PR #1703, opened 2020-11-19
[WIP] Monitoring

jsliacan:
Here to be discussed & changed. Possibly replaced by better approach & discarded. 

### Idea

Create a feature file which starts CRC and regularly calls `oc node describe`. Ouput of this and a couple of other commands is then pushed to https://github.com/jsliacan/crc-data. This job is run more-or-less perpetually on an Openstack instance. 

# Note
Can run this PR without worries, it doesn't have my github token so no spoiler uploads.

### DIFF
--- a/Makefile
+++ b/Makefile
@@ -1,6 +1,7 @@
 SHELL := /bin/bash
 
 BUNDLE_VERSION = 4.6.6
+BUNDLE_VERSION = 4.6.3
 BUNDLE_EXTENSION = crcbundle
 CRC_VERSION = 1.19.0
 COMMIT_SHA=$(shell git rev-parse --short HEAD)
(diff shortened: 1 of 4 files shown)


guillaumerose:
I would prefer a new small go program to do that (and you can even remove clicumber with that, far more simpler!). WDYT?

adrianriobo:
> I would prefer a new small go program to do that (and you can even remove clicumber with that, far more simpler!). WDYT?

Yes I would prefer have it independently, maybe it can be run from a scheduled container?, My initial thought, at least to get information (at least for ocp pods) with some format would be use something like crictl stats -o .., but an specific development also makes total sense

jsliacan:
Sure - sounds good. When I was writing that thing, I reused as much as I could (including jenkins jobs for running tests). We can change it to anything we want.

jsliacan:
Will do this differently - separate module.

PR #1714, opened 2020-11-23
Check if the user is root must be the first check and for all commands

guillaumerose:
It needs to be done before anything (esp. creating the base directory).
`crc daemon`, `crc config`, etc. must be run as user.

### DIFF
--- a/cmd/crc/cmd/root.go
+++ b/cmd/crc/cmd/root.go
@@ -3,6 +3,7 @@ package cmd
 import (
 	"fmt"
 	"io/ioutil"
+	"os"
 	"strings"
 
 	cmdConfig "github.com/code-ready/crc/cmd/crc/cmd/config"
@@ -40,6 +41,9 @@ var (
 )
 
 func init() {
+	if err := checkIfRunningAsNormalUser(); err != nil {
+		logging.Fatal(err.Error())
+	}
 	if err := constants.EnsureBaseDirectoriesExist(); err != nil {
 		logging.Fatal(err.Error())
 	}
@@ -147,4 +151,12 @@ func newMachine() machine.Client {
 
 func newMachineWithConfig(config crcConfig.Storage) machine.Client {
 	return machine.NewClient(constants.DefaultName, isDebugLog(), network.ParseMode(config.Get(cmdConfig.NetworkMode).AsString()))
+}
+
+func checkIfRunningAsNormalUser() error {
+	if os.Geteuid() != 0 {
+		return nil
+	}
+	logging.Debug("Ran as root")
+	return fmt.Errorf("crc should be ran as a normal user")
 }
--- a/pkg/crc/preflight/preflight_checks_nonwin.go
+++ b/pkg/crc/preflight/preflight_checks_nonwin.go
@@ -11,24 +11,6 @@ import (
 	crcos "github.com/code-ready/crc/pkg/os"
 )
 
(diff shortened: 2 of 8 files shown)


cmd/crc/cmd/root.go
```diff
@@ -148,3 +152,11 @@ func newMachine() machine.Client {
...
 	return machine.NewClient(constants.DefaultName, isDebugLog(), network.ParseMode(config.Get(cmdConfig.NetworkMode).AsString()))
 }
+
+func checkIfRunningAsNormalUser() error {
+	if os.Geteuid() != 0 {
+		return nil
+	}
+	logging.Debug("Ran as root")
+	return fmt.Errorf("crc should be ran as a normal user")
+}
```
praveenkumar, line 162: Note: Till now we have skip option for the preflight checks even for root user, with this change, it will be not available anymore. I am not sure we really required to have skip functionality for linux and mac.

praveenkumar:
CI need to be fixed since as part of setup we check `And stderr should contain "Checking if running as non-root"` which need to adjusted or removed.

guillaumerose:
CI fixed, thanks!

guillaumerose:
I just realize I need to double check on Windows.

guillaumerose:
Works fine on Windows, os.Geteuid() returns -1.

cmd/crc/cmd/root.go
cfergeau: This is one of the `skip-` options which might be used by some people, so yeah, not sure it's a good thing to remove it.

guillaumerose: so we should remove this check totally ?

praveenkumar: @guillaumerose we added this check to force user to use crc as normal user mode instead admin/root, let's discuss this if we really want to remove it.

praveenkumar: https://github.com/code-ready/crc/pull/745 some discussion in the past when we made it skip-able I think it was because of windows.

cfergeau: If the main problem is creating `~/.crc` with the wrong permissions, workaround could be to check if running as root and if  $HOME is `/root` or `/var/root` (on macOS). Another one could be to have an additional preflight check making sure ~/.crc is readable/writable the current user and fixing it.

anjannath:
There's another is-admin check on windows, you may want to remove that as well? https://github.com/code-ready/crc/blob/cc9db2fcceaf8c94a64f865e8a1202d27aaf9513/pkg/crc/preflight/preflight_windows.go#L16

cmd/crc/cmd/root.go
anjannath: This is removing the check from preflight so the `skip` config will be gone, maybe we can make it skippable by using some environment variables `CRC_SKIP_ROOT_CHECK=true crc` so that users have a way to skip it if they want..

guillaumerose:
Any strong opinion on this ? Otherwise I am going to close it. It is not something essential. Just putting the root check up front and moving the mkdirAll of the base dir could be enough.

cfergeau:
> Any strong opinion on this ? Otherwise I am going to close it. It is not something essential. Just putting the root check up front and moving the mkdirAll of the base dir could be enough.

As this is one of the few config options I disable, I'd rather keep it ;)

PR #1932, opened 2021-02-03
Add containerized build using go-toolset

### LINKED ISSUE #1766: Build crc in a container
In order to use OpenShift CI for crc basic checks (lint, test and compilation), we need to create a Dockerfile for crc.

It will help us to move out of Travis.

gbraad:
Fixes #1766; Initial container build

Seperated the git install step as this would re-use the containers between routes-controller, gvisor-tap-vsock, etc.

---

────────────────────────────────────────

Task brief → Print the material word for word, with nothing left out.

Output of the exercise →
PR #1703, opened 2020-11-19
[WIP] Monitoring

jsliacan:
Here to be discussed & changed. Possibly replaced by better approach & discarded. 

### Idea

Create a feature file which starts CRC and regularly calls `oc node describe`. Ouput of this and a couple of other commands is then pushed to https://github.com/jsliacan/crc-data. This job is run more-or-less perpetually on an Openstack instance. 

# Note
Can run this PR without worries, it doesn't have my github token so no spoiler uploads.

### DIFF
--- a/Makefile
+++ b/Makefile
@@ -1,6 +1,7 @@
 SHELL := /bin/bash
 
 BUNDLE_VERSION = 4.6.6
+BUNDLE_VERSION = 4.6.3
 BUNDLE_EXTENSION = crcbundle
 CRC_VERSION = 1.19.0
 COMMIT_SHA=$(shell git rev-parse --short HEAD)
(diff shortened: 1 of 4 files shown)


guillaumerose:
I would prefer a new small go program to do that (and you can even remove clicumber with that, far more simpler!). WDYT?

adrianriobo:
> I would prefer a new small go program to do that (and you can even remove clicumber with that, far more simpler!). WDYT?

Yes I would prefer have it independently, maybe it can be run from a scheduled container?, My initial thought, at least to get information (at least for ocp pods) with some format would be use something like crictl stats -o .., but an specific development also makes total sense

jsliacan:
Sure - sounds good. When I was writing that thing, I reused as much as I could (including jenkins jobs for running tests). We can change it to anything we want.

jsliacan:
Will do this differently - separate module.

PR #1714, opened 2020-11-23
Check if the user is root must be the first check and for all commands

guillaumerose:
It needs to be done before anything (esp. creating the base directory).
`crc daemon`, `crc config`, etc. must be run as user.

### DIFF
--- a/cmd/crc/cmd/root.go
+++ b/cmd/crc/cmd/root.go
@@ -3,6 +3,7 @@ package cmd
 import (
 	"fmt"
 	"io/ioutil"
+	"os"
 	"strings"
 
 	cmdConfig "github.com/code-ready/crc/cmd/crc/cmd/config"
@@ -40,6 +41,9 @@ var (
 )
 
 func init() {
+	if err := checkIfRunningAsNormalUser(); err != nil {
+		logging.Fatal(err.Error())
+	}
 	if err := constants.EnsureBaseDirectoriesExist(); err != nil {
 		logging.Fatal(err.Error())
 	}
@@ -147,4 +151,12 @@ func newMachine() machine.Client {
 
 func newMachineWithConfig(config crcConfig.Storage) machine.Client {
 	return machine.NewClient(constants.DefaultName, isDebugLog(), network.ParseMode(config.Get(cmdConfig.NetworkMode).AsString()))
+}
+
+func checkIfRunningAsNormalUser() error {
+	if os.Geteuid() != 0 {
+		return nil
+	}
+	logging.Debug("Ran as root")
+	return fmt.Errorf("crc should be ran as a normal user")
 }
--- a/pkg/crc/preflight/preflight_checks_nonwin.go
+++ b/pkg/crc/preflight/preflight_checks_nonwin.go
@@ -11,24 +11,6 @@ import (
 	crcos "github.com/code-ready/crc/pkg/os"
 )
 
(diff shortened: 2 of 8 files shown)


cmd/crc/cmd/root.go
```diff
@@ -148,3 +152,11 @@ func newMachine() machine.Client {
...
 	return machine.NewClient(constants.DefaultName, isDebugLog(), network.ParseMode(config.Get(cmdConfig.NetworkMode).AsString()))
 }
+
+func checkIfRunningAsNormalUser() error {
+	if os.Geteuid() != 0 {
+		return nil
+	}
+	logging.Debug("Ran as root")
+	return fmt.Errorf("crc should be ran as a normal user")
+}
```
praveenkumar, line 162: Note: Till now we have skip option for the preflight checks even for root user, with this change, it will be not available anymore. I am not sure we really required to have skip functionality for linux and mac.

praveenkumar:
CI need to be fixed since as part of setup we check `And stderr should contain "Checking if running as non-root"` which need to adjusted or removed.

guillaumerose:
CI fixed, thanks!

guillaumerose:
I just realize I need to double check on Windows.

guillaumerose:
Works fine on Windows, os.Geteuid() returns -1.

cmd/crc/cmd/root.go
cfergeau: This is one of the `skip-` options which might be used by some people, so yeah, not sure it's a good thing to remove it.

guillaumerose: so we should remove this check totally ?

praveenkumar: @guillaumerose we added this check to force user to use crc as normal user mode instead admin/root, let's discuss this if we really want to remove it.

praveenkumar: https://github.com/code-ready/crc/pull/745 some discussion in the past when we made it skip-able I think it was because of windows.

cfergeau: If the main problem is creating `~/.crc` with the wrong permissions, workaround could be to check if running as root and if  $HOME is `/root` or `/var/root` (on macOS). Another one could be to have an additional preflight check making sure ~/.crc is readable/writable the current user and fixing it.

anjannath:
There's another is-admin check on windows, you may want to remove that as well? https://github.com/code-ready/crc/blob/cc9db2fcceaf8c94a64f865e8a1202d27aaf9513/pkg/crc/preflight/preflight_windows.go#L16

cmd/crc/cmd/root.go
anjannath: This is removing the check from preflight so the `skip` config will be gone, maybe we can make it skippable by using some environment variables `CRC_SKIP_ROOT_CHECK=true crc` so that users have a way to skip it if they want..

guillaumerose:
Any strong opinion on this ? Otherwise I am going to close it. It is not something essential. Just putting the root check up front and moving the mkdirAll of the base dir could be enough.

cfergeau:
> Any strong opinion on this ? Otherwise I am going to close it. It is not something essential. Just putting the root check up front and moving the mkdirAll of the base dir could be enough.

As this is one of the few config options I disable, I'd rather keep it ;)

PR #1932, opened 2021-02-03
Add containerized build using go-toolset

### LINKED ISSUE #1766: Build crc in a container
In order to use OpenShift CI for crc basic checks (lint, test and compilation), we need to create a Dockerfile for crc.

It will help us to move out of Travis.

gbraad:
Fixes #1766; Initial container build

Seperated the git install step as this would re-use the containers between routes-controller, gvisor-tap-vsock, etc.

---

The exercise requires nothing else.